What are bounded and monotonic sequences?
We will learn that monotonic sequences are sequences which constantly increase or constantly decrease. We also learn that a sequence is bounded above if the sequence has a maximum value, and is bounded below if the sequence has a minimum value. Of course, sequences can be both bounded above and below.
What is monotonic sequence and examples?
A sequence is said to be monotone if it is either increasing or decreasing. Example. The sequence n2 : 1, 4, 9, 16, 25, 36, 49, is increasing. The sequence 1/2n : 1/2, 1/4, 1/8, 1/16, 1/32, is decreasing. The sequence (1)n1/n : 1, 1/2, 1/3, 1/4, 1/5, 1/6, is not monotone.
What is bounded sequence with example?
A sequence an is a bounded sequence if it is bounded above and bounded below. If a sequence is not bounded, it is an unbounded sequence. For example, the sequence 1/n is bounded above because 1/n≤1 for all positive integers n. It is also bounded below because 1/n≥0 for all positive integers n.
How do you tell if a sequence is bounded and monotonic?
We call the sequence decreasing if an>an+1 a n > a n + 1 for every n . If {an} is an increasing sequence or {an} is a decreasing sequence we call it monotonic. If there exists a number m such that m≤an m ≤ a n for every n we say the sequence is bounded below.
What is bounded sequence?
A sequence is bounded if it is bounded above and below, that is to say, if there is a number, k, less than or equal to all the terms of sequence and another number, K’, greater than or equal to all the terms of the sequence. Therefore, all the terms in the sequence are between k and K’.

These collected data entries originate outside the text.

PR #7596, opened 2026-09-14
test: add load_lic_method extractor for scripts built from top-level defs (#7548)

### LINKED ISSUE #7548: spec: add a load_lic_method extractor for scripts built from top-level defs
`spec/spec_helper.rb` can extract a `class` (`load_lic_class`) or a `module` (`load_lic_module`) out of a `.lic` without running the script's top-level code. There is no equivalent for a plain top-level `def`, and that leaves a whole shape of script untestable.

## Why it matters

Not every script is built around a class. 16 of the 222 scripts hold 55 top-level `def`s between them, and four have **no** class or module at all:

| script | lines | classes/modules | top-level defs | has spec? |
| --- | --- | --- | --- | --- |
| circlecheck.lic | 838 | 0 | 8 | no |
| trigger-watcher.lic | 436 | 0 | 11 | no |
| heal-remedy.lic | 249 | 0 | 9 | no |
| jail-buddy.lic | 107 | 0 | 5 | no |

For these there is simply nothing for the current extractors to grab. Writing a spec means either restructuring the script into a class first, or hand-rolling an extractor in the spec file.

`dependency_spec.rb` already hit this and took the second option — it carries its own private `extract_method` and drives it over a list of eight method names. That is the same duplication `load_lic_module` had before it moved into spec_helper (it was defined twice, in `automap_spec` and `moonwatch_spec`), and `spec_helper.rb`'s own header calls out why duplicated top-level defs across spec files are a hazard: the whole suite runs in one process, so a duplicate definition wins for the entire run by load order.

## What it unlocks

- The four class-less scripts above become spec-able without restructuring them first — `circlecheck.lic` at 838 lines is the obvious candidate.
- `dependency_spec`'s private `extract_method` collapses into the shared helper, removing the duplicate-top-level-def hazard.
- Top-level helpers in scripts that *do* have classes become reachable — e.g. `combat-trainer.lic`'s `ct_safe_eval`, which wraps user-supplied conditional expressions from profile YAML in a `rescue` and is exactly the kind of thing worth a test.

## Sketch

`dependency_spec`'s existing implementation is most of the answer — it already handles de-indenting a nested `def` and finding the matching `end` at the right indent level:

```ruby
def load_lic_method(filename, method_name)
  return if Object.respond_to?(method_name, true)

  filepath = lic_path(filename)
  lines = File.readlines(filepath)
  # ... find `def <name>`, take through the matching `end` at the same indent,
  # strip the common indent, eval with the real start line
end
```

Worth matching the existing helpers' conventions: the `lic_path` expansion, the idempotence guard so repeated calls across co-running specs are safe, and (if #7547 lands) recording the eval'd range in `LIC_EVAL_RANGES` so coverage attribution stays correct.

Happy to put up a PR for this if there is no objection to the approach.

MahtraDR:
Resolves #7548.

## What & why

`spec/spec_helper.rb` can extract a `class`, `module`, or `constant` from a `.lic` without running the script's top-level code, but there was no equivalent for a plain top-level `def`. That left a whole shape of script untestable: the class-less scripts (`circlecheck.lic`, `trigger-watcher.lic`, `heal-remedy.lic`, `jail-buddy.lic`) and top-level helpers stranded in class-based scripts. `dependency_spec` had already hit this and hand-rolled a private `extract_method` — the same duplication `load_lic_module` was consolidated to avoid.

## Changes

- **`spec_helper.rb`: new `load_lic_method(filename, method_name)`.** Takes `def <name>` through the matching `end` at the same indent, strips the common indent, and evals the slice at its real start line so backtraces and coverage attribute correctly. Records the eval'd range in `LIC_EVAL_RANGES` like the other extractors.
- **Source-aware collision guard.** Top-level defs land as private methods on the shared `Object` namespace for the whole single-process suite, so two scripts each defining e.g. `main` would collide. The guard is idempotent for repeat calls on the *same* file but **raises** on a same-name-*different*-file collision instead of silently binding to whichever spec loaded first — the "a duplicate top-level def wins by load order" hazard the `spec_helper` header already warns about. (A plain `return`-style guard would hide exactly that bug.)
- **Migrate `dependency_spec.rb`** off its private `extract_method` onto the shared helper — proving the interface on its first consumer and removing the duplicated-top-level-def hazard. (The `DR_OBSOLETE_SCRIPTS` `.freeze` constant is not a `def`, so it stays on its existing constant-style extraction.)
- **Add `circlecheck_spec.rb`** covering the pure `clamp_progress` / `progress_bar` helpers of the class-less `circlecheck.lic`, without running its runtime-dependent `main`.

## Verification

- Full suite: **3216 examples, 0 failures** (before and after rubocop).
- `rubocop -A` clean on all three changed files under Ruby 4.0.
- Guard behavior proven by execution (temporary spec, not committed): idempotent same-file call; raises on same-name-different-file collision; raises a clear error on an absent def; the name anchor rejects a pure prefix (`clamp_progres` does not bind to `clamp_progress`).

## Notes / limitation

The `^<indent>end` scan is defeated by a heredoc or string literal containing `end` at the def's indent — a limitation shared with the existing `load_lic_class`/`load_lic_module` extractors, documented in a comment. Not a regression.


spec/spec_helper.rb
```diff
@@ -80,6 +80,16 @@
...
 
+# Which .lic file each top-level method was eval'd out of, keyed by method name.
+# Top-level defs land as PRIVATE INSTANCE METHODS ON Object and share one
+# namespace for the whole single-process suite, so two scripts that each define a
+# generically-named helper (e.g. circlecheck.lic's `main`) collide. A plain
+# idempotence guard would let whichever spec loaded first win *silently* -- the
+# exact "a duplicate top-level definition wins by load order" hazard the header
+# above warns about. This registry lets load_lic_method stay idempotent for the
+# SAME file but raise loudly on a same-name-different-file collision.
+LIC_METHOD_SOURCES = {}
```
simtel12: Would this be better if the extracted defs didn't land on `Object` at all? Something like evaluating each script's defs into its own module:

```ruby
mod = Module.new { extend self }
mod.module_eval(source, filepath, start_idx + 1)
```

and having the spec call `CircleCheck.progress_bar(25)` (or `include` it in the describe). I tried a quick version against `circlecheck.lic`: calls between the script's own helpers still resolve, harness methods like `echo` are still reachable, `allow(mod).to receive(...)` stubs cleanly, and `Object` stays untouched.

If that holds up, does the registry still need to exist? It seems like the collision it guards against couldn't happen anymore. The tradeoff I can see is that it reads a little differently from `load_lic_class`/`load_lic_module` — do you think that's worth it, or is there a reason to keep everything at top level that I'm missing?

spec/spec_helper.rb
```diff
@@ -233,6 +243,51 @@ def load_lic_constant(filename, const_name)
...
+# so a second spec extracting a same-named method from a different script fails
+# loudly instead of silently binding to whichever loaded first.
+#
+# Limitation shared with the class/module extractors: the `^<indent>end` scan is
+# defeated by a heredoc or string literal that contains `end` at the def's indent.
+def load_lic_method(filename, method_name)
+  filepath = lic_path(filename)
+
+  if (prior = LIC_METHOD_SOURCES[method_name])
+    return if prior == filepath
```
simtel12: What happens if the name already exists on `Object` but *wasn't* loaded through this helper?

`dependency.lic` defines `register_slackbot` and `send_slackbot_message`, and so does `test/test_harness.rb` (L1040–1042). After `dependency_spec` loads, `method(:register_slackbot).owner` is `Object`, so the harness stubs are shadowed for the whole run — and the guard doesn't notice, because `LIC_METHOD_SOURCES` has never heard of the harness. Same thing for a helper defined in a spec file: I defined one, then loaded a same-named def from a `.lic`, and the `.lic` version silently won.

Nothing depends on those two harness stubs today, so nothing breaks — but isn't that the exact "wins by load order" case the comment above says the guard exists to catch? Would checking `Object.private_method_defined?(name) || Object.method_defined?(name)` (for names not already in the registry) close that gap?

spec/spec_helper.rb
```diff
@@ -233,6 +243,51 @@ def load_lic_constant(filename, const_name)
...
+
+    raise "Top-level method '#{method_name}' already loaded from #{prior}; " \
+          "#{filepath} would overwrite it in the shared Object namespace. " \
+          'Rename one, or wrap the script in a class/module and use load_lic_class.'
```
simtel12: Should a test helper be nudging people to rename or restructure a production script? I checked, and no top-level def name is currently shared between two scripts (`circlecheck.lic` is the only one with a top-level `main`), so this path is hypothetical for now. If two scripts both legitimately have a `main`, it feels like the spec tooling, not the script, is the thing that should adapt — which is part of why the per-script module idea above appeals to me.

spec/spec_helper.rb
```diff
@@ -233,6 +243,51 @@ def load_lic_constant(filename, const_name)
...
+  lines = File.readlines(filepath)
+  prime_lic_coverage(filepath, lines.size)
+
+  # Anchor the end of the name so `foo` matches neither `foobar` nor `foo?`: the
+  # name must be followed by whitespace, `(`, `;`, or end-of-line.
+  start_idx = lines.index { |l| l =~ /^(\s*)def\s+#{Regexp.escape(method_name)}(?=[\s(;]|$)/ }
+  raise "Could not find 'def #{method_name}' in #{filename}" unless start_idx
+
+  indent = lines[start_idx][/^\s*/]
+  rel_end = lines[(start_idx + 1)..].index { |l| l =~ /^#{indent}end\s*$/ }
```
simtel12: How should this behave on a one-line def? With `def one; 1; end`, there's no bare `end` line, so the scan runs on to the *next* def's `end`. I tried it: loading only `one` also defined `two`, and `two` never made it into `LIC_METHOD_SOURCES`, so it's invisible to the guard.

No top-level def is written that way today, so this is more "what do we want to happen" than a live bug. Would it be worth raising if the start line already contains its own `end` (or if the slice defines more than one method)?

spec/spec_helper.rb
```diff
@@ -233,6 +243,51 @@ def load_lic_constant(filename, const_name)
...
+          "#{filepath} would overwrite it in the shared Object namespace. " \
+          'Rename one, or wrap the script in a class/module and use load_lic_class.'
+  end
+
+  lines = File.readlines(filepath)
+  prime_lic_coverage(filepath, lines.size)
+
+  # Anchor the end of the name so `foo` matches neither `foobar` nor `foo?`: the
+  # name must be followed by whitespace, `(`, `;`, or end-of-line.
+  start_idx = lines.index { |l| l =~ /^(\s*)def\s+#{Regexp.escape(method_name)}(?=[\s(;]|$)/ }
```
simtel12: nit: since this matches a `def` at any indent and takes the first hit, could a same-named instance method inside a class earlier in the file get picked up instead of the top-level one? Not the case in any current script — I checked all 16 — but is "any indent" something a consumer actually needs, given the helper is described as extracting top-level defs? There's a cross-file version of this too: `carve-bead`, `crossing-training`, `dusk-labyrinth`, `feed-cloak`, and `hunting-buddy` all have an indented `def main` inside a class. What would stop `load_lic_method('hunting-buddy.lic', 'main')` from lifting that instance method onto `Object`, and then tripping the guard against `circlecheck.lic`'s top-level `main`? Also the `(\s*)` capture isn't used (`indent` is recomputed on the next line).

simtel12 (commented):
I really like this — the class-less scripts have been a blind spot for the suite, and folding `dependency_spec`'s private `extract_method` into a shared helper is exactly the right cleanup. Nice catch on the old `[\s(]?` pattern letting `foo` match `def foobar`, too.

I left a few questions inline, mostly around the collision guard and what it can and can't see. The rest are nits.

nit (outside the diff, so leaving it here): in `spec/spec_helper.rb` L19, now that there's a shared helper, should this point at `load_lic_method` instead? Same for L61–62, which still lists only `load_lic_class / load_lic_constant` as the helpers spec_helper provides.

spec/dependency_spec.rb
```diff
@@ -49,7 +40,7 @@ def extract_method(lines, path, method_name)
   clear_hometown
   obsolete_script_dirs
   warn_obsolete_scripts
-].each { |fn| extract_method(dep_lines, dep_path, fn) }
+].each { |fn| load_lic_method('dependency.lic', fn) }
 
 # Extract the frozen DR_OBSOLETE_SCRIPTS constant (assignment line through the
 # terminating ".freeze"); extract_method only handles def bodies.
```
simtel12: nit: `extract_method` is gone after this PR — `load_lic_method only handles def bodies`?

spec/circlecheck_spec.rb
```diff
@@ -0,0 +1,64 @@
...
+      expect(progress_bar(0)).to eq("[#{'-' * 10}]")
+    end
+
+    it 'renders a full bar at 100 percent' do
+      expect(progress_bar(100)).to eq("[#{'#' * 10}]")
+    end
+
+    it 'rounds partial progress to the nearest cell' do
+      # 25% of 10 cells => 2.5 => rounds to 3 (Float#round is round-half-up)
+      expect(progress_bar(25)).to eq("[####{'-' * 7}]")
```
simtel12: nit: did it take you a second look too? It reads as four `#`, but the fourth starts the interpolation, so the expected value is `[###-------]`. The test is right, but would a plain `'[###-------]'` be easier on the next reader?

spec/spec_helper.rb
MahtraDR: Adopted, in `ba133aea`. `load_lic_methods` now evals the extracted defs into a fresh anonymous `Module.new` that `extend self`s, and returns it — internal bare cross-calls resolve, host/harness methods fall through to `Object`, and `Object` is left untouched. The `LIC_METHOD_SOURCES` registry and its raise-on-collision guard are gone entirely, since there is no shared namespace left to police. You were right that it reads more like `load_lic_class`, not less. Thanks for the nudge (and for actually prototyping it).

spec/spec_helper.rb
MahtraDR: Good catch, and it drove the redesign — but I went with the module approach above rather than the `Object.method_defined?` check, because that check would have broken this very spec. `dependency_spec` deliberately loads dependency.lic's real `register_slackbot`/`send_slackbot_message` over the harness stubs at test_harness.rb:1040-1042 to test them, so raising when the name already exists on `Object` would reject that on the first call. With the defs now living in a module, the harness stubs are no longer shadowed at all — so the load-order gap you found is closed at the root instead of guarded against. Fixed in `ba133aea`.

spec/spec_helper.rb
MahtraDR: Resolved by the module refactor in `ba133aea` — there's no shared namespace, so no collision, so the raise (and its "rename your script" nudge) is gone entirely. Agreed the tooling should adapt, not the script; now it just does.

spec/spec_helper.rb
MahtraDR: Added a guard in `ba133aea`: after slicing, it counts column-0 `def`s in the slice and raises `"...spans N top-level defs; rewrite it as a multi-line def"` if it is not exactly one. That catches both the one-line (`def x; 1; end`) and endless (`def x = 1`) cases, since either makes the `^end` scan run into a later def. Proven with a throwaway spec (loading `alpha` from a two-def fixture now raises; a well-formed multi-line def still extracts).

spec/spec_helper.rb
MahtraDR: Both fixed in `ba133aea`. The scan is now anchored to column 0 (`/^def\s+.../`), so `load_lic_methods('hunting-buddy.lic', 'main')` no longer lifts the indented instance `def main` — it raises `"Could not find top-level 'def main'"` (verified with a throwaway spec). Since it is column-0-only now, the `(\s*)` capture and the indent-stripping are gone too.

spec/dependency_spec.rb
MahtraDR: Fixed in `ba133aea` — the comment now reads that `load_lic_methods` only handles def bodies and `load_lic_constant` only a single-line assignment, which is why this multi-line `.freeze` constant is carved out by hand.

spec/circlecheck_spec.rb
MahtraDR: Yep — changed to a plain `'[###-------]'` in `ba133aea`. (CodeRabbit flagged the same thing independently, so clearly not just us.)

MahtraDR:
Thanks for the review — pushed `ba133aea` responding to all of it.

The big change: `load_lic_method` → `load_lic_methods`, which extracts a script's top-level defs into a fresh module (`extend self`) instead of onto `Object`, per your first inline suggestion. That retires the `LIC_METHOD_SOURCES` registry and the whole same-name-collision guard, and stops shadowing the harness stubs — so the two guard threads are moot now rather than patched.

On your header-doc nit: fixed both. spec_helper.rb L15-20 and the "Shared setup" block now list all four `load_lic_*` helpers (the method list was also missing `load_lic_module` before), and the stale "see dependency_spec.rb for the method-level extraction pattern" pointer is gone since it's a shared helper now.

Individual replies inline. Full suite still 3216 examples / 0 failures, rubocop clean; the column-0 anchor, the one-line-def guard, and Object-cleanliness were each proven by a throwaway spec (not committed).

MahtraDR:
@simtel12 should be all good now if you wouldn't mind looking again? Thanks!

spec/spec_helper.rb
simtel12: Following up on my own suggestion: the module wrapper has a side effect I should have thought about when I proposed it. The module is one long-lived object, so an `@ivar` an extracted def sets now survives from one example into the next — with top-level defs that state died with the RSpec example instance.

It bites sooner than I'd have guessed. Of the 55 top-level defs in the repo, 10 use ivars: `heal-remedy.lic` (7 defs — `@settings`, `@remedy_container`, `@wounds_applied`), `trigger-watcher.lic` (`@trigger_data`) and `jail-buddy.lic` (`@settings`, `@crime_plea`) — three of the four class-less scripts this PR exists to unlock. Several *write*: `@wounds_applied = true` in four heal-remedy defs, `@trigger_data` reassigned in `execute_reload`. So the first spec after `circlecheck` runs into it. Note too that those ivars are initialised by top-level code the extractor doesn't run (`heal-remedy.lic:56-67`), so a spec has to inject them regardless.

Three options:

1. **Central reset:** `load_lic_methods` registers each module, and the global hook clears their ivars next to `reset_data`. Automatic, but it also wipes state set in a `before(:context)`.
2. **`include HealRemedy` in the describe block:** calls run on the example instance, so injection is just `before { @remedy_container = 'sack' }` and isolation is free. Costs the module-style call sites you've written, and a script's `def echo` would shadow the harness one for that group.
3. **Fresh receiver per example:** `let(:s) { Object.new.extend(HealRemedy) }`.

I'd lean (2) for the ivar-heavy scripts and (1) if you want to keep module-style calls everywhere — but you know the suite's conventions better than I do, so I'm happy either way. Worth deciding before the next class-less spec lands rather than after.

MahtraDR: Confirmed — and nice catch on the consequence of your own suggestion. I reproduced it before deciding what to do rather than reasoning about it: because the returned module is one process-lived object, `Mod.foo` runs with `self == Mod`, so an `@ivar` a def assigns does survive into the next example, and `before(:each) { reset_data }` doesn't touch it. Throwaway spec against a heal-remedy-shaped fixture (top-level `@wounds_applied = false` init that isn't extracted; one def sets it `true`, another reads it): example A sets it, example B sees `true` with no setup of its own. The sharper half you flagged holds too — setting `@wounds_applied` in the example body doesn't reach the method, since the hook writes the *example instance's* ivar while the method reads the *module's*.

Two notes:

1. **It doesn't touch anything in this PR.** The leak needs an ivar-carrying extracted def, and neither spec here has one — `circlecheck`'s `clamp_progress`/`progress_bar` are pure, and all eight `dependency` defs are `$global`-only (verified). So this is the "decide before the next class-less spec" call you framed it as, not a defect in the diff.

2. **The fix needs no code change.** `mod.extend(mod)` leaves the defs as plain instance methods, so a future ivar-spec can just `include` the returned module in its `describe` block (your option 2): the defs then run on the per-example instance, `before { @settings = ... }` reaches them, and isolation is free. I went with documenting that over a central-reset hook — option 1 would also wipe `before(:context)` state, as you noted. Caveat added to the `load_lic_methods` doc comment in a208c6cd.

Net guidance: `Mod.foo` for pure/`$global` scripts (circlecheck, dependency), `include Mod` for the ivar ones (heal-remedy, jail-buddy, trigger-watcher). The `include` cost you named — a script's top-level `def echo` shadowing the harness `echo` for that group — is real, but none of the three define one today and it'd surface immediately if one did.

Thanks for chasing down the consequence of your own idea; the cross-example state axis is exactly where this kind of thing hides.

MahtraDR: @simtel12 We all good on this PR now? WHat do you think?

simtel12 (approved):
Looks good to me!

mrhoribu:
# PR Review: test: add load_lic_method extractor for scripts built from top-level defs (#7548) (elanthia-online/dr-scripts#7596)

**Reviewed:** 3 files, +138/-73 (real scope; see Coverage notes on the diff-base correction) at `375ed61e` on 2026-09-21. Based on: full clone, changed files at head, full commit history, and a live worktree checkout.
**Verdict:** Approve
**Summary:** Adds `load_lic_methods` to `spec/spec_helper.rb` — a fourth extraction helper (alongside `load_lic_class`/`load_lic_module`/`load_lic_constant`) that pulls one or more top-level `def`s out of a class-less `.lic` script and returns them wrapped in a fresh, self-extended anonymous module, so bare top-level helpers can be unit-tested without running the script's runtime-dependent entry point and without polluting the shared `Object` namespace. `dependency_spec.rb` is migrated off its hand-rolled private `extract_method` onto the new helper, and a new `circlecheck_spec.rb` exercises the pattern on a genuinely class-less script. This PR already merged; the review confirms the merged state.

## What this PR gets right

- **Solves its own worst version first.** The PR's commit history (visible via `git log`) shows the author's *first* cut bound extracted defs directly onto `Object` with a raise-on-collision registry — then, in response to review feedback, replaced it with the current self-extended anonymous module. That's a strictly better design (two scripts defining `main` now just get independent modules instead of one failing loudly) and the collision-registry code was cleanly removed rather than left dead.
- **Column-0 anchor is correct and tested.** `^def\s+#{Regexp.escape(method_name)}(?=[\s(;]|$)` only matches a def at the start of a line, so an indented instance method of the same name inside an earlier class (the `hunting-buddy.lic` `def main` case cited in the commit message) is never mis-extracted. Verified by hand-tracing the regex against a synthetic file with a name-prefix collision (`clamp_progres` vs `clamp_progress`) — it correctly skips the prefix and binds the real name at the correct line.
- **The one-line/endless-def guard is real, not aspirational.** Reproduced the exact failure mode outside the guard (a `def foo; 1; end` line has no `^end` of its own, so the `end`-scan runs on to a sibling def's `end` and would silently swallow it) and confirmed the `slice.count { |l| l =~ /^def\s/ } == 1` check catches it and raises instead of returning a corrupted slice.
- **Sibling top-level calls resolve correctly.** `dependency.lic`'s `warn_obsolete_scripts` calls the bare (unqualified) `obsolete_script_dirs`, and both are extracted into the same module. `mod.extend(mod)` puts `mod` in its own singleton-class ancestor chain, so `Dependency.warn_obsolete_scripts` resolves the bare `obsolete_script_dirs` call correctly — proven by the pre-existing `expect(Dependency.warn_obsolete_scripts).to eq(['roomnumbers'])` spec, which passes.
- **Removes a real, cited hazard.** The prior `extract_method` in `dependency_spec.rb` eval'd straight onto `Object`, meaning `register_slackbot` et al. were live global methods for the whole single-process suite — capable of silently shadowing (or being shadowed by) `test/test_harness.rb`'s own `register_slackbot` stub depending on load order. The new module-wrapped version can't touch `Object` at all, closing that off structurally rather than by convention.
- **Honest, forward-looking documentation of a real limitation.** The final commit adds (without any code change) a clear warning that the returned module is a long-lived singleton, so `@ivar` state set by one extracted def persists across examples — harmless for the two pure/`$global`-only scripts extracted here (confirmed: neither `circlecheck.lic`'s `clamp_progress`/`progress_bar` nor the extracted `dependency.lic` helpers touch `@ivar`s), but a real trap for the next class-less spec (`heal-remedy.lic`, `jail-buddy.lic`, `trigger-watcher.lic`, none of which have specs yet). Flagging this before it bites anyone is good citizenship.

## Nits

None worth listing — the extractor's docstring is long, but matches this file's existing convention (the SimpleCov block above it is equally dense), and every claim in it is verified accurate against the code.

## Coverage notes

- **Diff-base correction:** the PR's true parent is `23811b65` (single squash-merge commit `375ed61e` landed directly on `main`). My first diff attempt used a stale local `main` ref as the base and incorrectly attributed a large, unrelated SimpleCov/coverage block (actually from an earlier, separate PR #7547) and `load_lic_module`/`lic_path`/`prime_lic_coverage` (pre-existing) to this PR. Caught and corrected before drawing any conclusions from it — flagging this here only so the correction is on record, since it would otherwise have produced a confident-but-wrong "scope creep" finding.
- Ran the full RSpec suite against a worktree checkout of the merged commit: **3222 examples, 0 failures** (small delta from the PR's self-reported 3216 is `main` moving on since merge, unrelated to this change).
- Ran `rubocop` (Ruby 4.0.5 via rbenv) on all three changed files: **no offenses**.
- `gh pr checks 7596`: both CI jobs (`Run tests on Ruby 4.0`, CodeRabbit) report `pass`.
- Ran a fresh local CodeRabbit pass (`coderabbit review --agent --base-commit 23811b65 --committed`, authenticated as the repo org): **0 findings**.
- Verified the extraction logic against the actual `circlecheck.lic` (lines 485–504) and `dependency.lic` (lines 74–151) source — every extracted method's real source matches what the specs assert.
- Confirmed no leftover references anywhere in `spec/` or `test/` to the removed private `extract_method` or to the old bare (unqualified) method-name call style.
- Confirmed no other `.lic` script currently has a spec that would be exposed to the documented `@ivar`-persistence caveat (`heal-remedy.lic`/`jail-buddy.lic`/`trigger-watcher.lic` have no specs yet), so it is pure forward documentation today, not a live bug.
- Did not review `lich-5` for any interaction, since this PR touches only `dr-scripts` test infrastructure with no runtime/production code changes.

Is every bounded sequence is monotonic?
Only monotonic sequences can be bounded, because bounded sequences must be either increasing or decreasing, and monotonic sequences are sequences that are always increasing or always decreasing.
What is monotonic sequence?
Definition. A sequence (an) is monotonic increasing if an+1≥ an for all n ∈ N. Remarks. The sequence is strictly monotonic increasing if we have > in the definition. Monotonic decreasing sequences are defined similarly.
What is a bounded sequence?
What is the monotonic sequence theorem?
Informally, the theorems state that if a sequence is increasing and bounded above by a supremum, then the sequence will converge to the supremum; in the same way, if a sequence is decreasing and is bounded below by an infimum, it will converge to the infimum.
What makes a sequence monotonic?
We need the following. A sequence (an) is monotonic increasing if an+1≥ an for all n ∈ N. The sequence is strictly monotonic increasing if we have > in the definition. Monotonic decreasing sequences are defined similarly.
Are all monotonic sequence bounded?
What is monotonic sequence theorem?
In real analysis, the monotone convergence theorem states that if a sequence increases and is bounded above by a supremum, it will converge to the supremum; similarly, if a sequence decreases and is bounded below by an infimum, it will converge to the infimum.